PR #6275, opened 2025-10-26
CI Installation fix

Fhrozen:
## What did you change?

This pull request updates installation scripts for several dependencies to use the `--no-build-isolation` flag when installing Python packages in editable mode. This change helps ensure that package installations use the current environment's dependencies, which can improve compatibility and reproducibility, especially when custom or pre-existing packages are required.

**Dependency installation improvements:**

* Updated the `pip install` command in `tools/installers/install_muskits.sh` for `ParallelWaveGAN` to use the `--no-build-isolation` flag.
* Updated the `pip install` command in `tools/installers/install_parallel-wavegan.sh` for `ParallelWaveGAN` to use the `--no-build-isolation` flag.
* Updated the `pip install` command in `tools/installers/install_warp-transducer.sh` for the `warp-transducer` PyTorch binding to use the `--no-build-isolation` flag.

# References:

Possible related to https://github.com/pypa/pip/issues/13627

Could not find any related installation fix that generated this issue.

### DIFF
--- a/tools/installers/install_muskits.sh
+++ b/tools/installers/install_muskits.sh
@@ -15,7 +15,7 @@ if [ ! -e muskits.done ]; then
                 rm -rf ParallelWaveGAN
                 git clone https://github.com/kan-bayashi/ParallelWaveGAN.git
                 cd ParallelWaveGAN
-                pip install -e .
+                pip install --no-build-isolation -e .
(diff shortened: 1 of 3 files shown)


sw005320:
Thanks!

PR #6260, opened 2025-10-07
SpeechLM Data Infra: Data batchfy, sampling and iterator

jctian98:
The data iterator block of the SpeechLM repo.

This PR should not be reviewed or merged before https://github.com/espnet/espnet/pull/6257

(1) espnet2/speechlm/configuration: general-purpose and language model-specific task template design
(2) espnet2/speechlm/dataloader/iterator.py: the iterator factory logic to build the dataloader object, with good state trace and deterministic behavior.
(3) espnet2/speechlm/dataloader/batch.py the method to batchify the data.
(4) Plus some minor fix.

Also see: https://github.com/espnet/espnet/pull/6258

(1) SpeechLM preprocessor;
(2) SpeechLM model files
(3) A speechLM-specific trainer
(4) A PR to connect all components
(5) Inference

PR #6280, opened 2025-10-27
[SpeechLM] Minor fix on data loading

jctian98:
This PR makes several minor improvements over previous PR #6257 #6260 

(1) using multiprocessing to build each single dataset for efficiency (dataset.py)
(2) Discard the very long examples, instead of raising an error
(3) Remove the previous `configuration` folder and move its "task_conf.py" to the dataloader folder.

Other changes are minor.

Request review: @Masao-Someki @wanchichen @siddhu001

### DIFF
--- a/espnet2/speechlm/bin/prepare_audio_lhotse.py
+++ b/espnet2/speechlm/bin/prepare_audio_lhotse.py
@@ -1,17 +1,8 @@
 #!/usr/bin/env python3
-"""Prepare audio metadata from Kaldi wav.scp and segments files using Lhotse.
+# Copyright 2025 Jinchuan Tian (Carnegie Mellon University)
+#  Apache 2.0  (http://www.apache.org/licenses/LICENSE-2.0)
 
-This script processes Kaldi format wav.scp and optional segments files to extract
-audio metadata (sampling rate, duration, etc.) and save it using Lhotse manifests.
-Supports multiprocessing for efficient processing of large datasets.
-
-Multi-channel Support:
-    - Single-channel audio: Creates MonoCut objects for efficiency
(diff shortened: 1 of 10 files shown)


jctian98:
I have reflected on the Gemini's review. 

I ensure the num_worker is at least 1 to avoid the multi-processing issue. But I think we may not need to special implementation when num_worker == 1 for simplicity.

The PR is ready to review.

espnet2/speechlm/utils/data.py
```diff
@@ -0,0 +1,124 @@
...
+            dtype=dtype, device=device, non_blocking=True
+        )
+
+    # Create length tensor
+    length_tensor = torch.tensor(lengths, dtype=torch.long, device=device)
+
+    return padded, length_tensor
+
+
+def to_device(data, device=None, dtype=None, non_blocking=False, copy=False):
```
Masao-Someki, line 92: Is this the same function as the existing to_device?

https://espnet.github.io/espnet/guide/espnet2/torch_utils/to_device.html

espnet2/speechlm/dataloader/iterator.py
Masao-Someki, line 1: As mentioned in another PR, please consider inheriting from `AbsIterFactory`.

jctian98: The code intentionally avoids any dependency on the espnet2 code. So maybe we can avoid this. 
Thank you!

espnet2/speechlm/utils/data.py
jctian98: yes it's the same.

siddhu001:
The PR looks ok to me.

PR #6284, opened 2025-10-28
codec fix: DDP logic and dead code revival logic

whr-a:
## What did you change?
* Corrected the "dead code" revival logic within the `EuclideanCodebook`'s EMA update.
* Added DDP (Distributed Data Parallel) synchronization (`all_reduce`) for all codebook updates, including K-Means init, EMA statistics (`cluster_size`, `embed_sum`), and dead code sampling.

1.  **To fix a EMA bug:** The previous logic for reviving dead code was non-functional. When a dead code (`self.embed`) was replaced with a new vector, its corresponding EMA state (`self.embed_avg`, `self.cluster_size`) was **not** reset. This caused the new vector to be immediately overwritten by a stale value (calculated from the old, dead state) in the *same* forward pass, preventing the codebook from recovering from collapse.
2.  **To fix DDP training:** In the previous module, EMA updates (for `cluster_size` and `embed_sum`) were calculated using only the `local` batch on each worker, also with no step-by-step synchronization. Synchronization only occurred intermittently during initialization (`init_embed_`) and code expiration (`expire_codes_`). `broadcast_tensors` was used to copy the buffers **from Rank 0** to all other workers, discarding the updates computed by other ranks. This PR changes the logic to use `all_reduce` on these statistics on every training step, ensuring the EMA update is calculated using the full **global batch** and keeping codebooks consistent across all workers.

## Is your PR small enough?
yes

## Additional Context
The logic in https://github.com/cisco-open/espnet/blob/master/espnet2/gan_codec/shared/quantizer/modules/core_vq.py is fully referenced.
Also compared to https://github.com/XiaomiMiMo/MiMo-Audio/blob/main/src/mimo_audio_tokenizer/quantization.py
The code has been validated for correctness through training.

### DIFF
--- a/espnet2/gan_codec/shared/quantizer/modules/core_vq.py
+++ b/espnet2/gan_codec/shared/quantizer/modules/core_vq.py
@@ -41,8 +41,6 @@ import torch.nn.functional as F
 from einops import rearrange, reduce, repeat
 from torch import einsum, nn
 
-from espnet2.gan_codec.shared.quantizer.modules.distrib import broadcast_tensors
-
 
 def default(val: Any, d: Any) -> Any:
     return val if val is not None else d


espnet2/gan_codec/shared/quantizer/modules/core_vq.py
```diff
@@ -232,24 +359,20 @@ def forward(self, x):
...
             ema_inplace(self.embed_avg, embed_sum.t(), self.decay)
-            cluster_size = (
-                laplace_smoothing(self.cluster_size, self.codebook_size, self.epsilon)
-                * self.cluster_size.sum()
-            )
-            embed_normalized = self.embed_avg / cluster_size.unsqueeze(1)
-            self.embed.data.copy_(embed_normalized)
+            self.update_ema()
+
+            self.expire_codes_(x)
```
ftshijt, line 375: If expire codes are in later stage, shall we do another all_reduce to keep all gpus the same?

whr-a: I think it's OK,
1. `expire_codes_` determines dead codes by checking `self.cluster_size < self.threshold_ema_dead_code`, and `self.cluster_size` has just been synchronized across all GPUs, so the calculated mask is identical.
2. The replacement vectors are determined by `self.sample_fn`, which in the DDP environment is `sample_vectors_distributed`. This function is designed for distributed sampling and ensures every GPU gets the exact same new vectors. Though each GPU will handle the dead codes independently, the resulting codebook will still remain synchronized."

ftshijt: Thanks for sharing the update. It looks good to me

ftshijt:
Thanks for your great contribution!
┄┄┄┄┄┄
* [Work instructions]
The required answer is each line of the data in which the word "forward" appears.

* [Task output]
1.  **To fix a EMA bug:** The previous logic for reviving dead code was non-functional. When a dead code (`self.embed`) was replaced with a new vector, its corresponding EMA state (`self.embed_avg`, `self.cluster_size`) was **not** reset. This caused the new vector to be immediately overwritten by a stale value (calculated from the old, dead state) in the *same* forward pass, preventing the codebook from recovering from collapse.
@@ -232,24 +359,20 @@ def forward(self, x):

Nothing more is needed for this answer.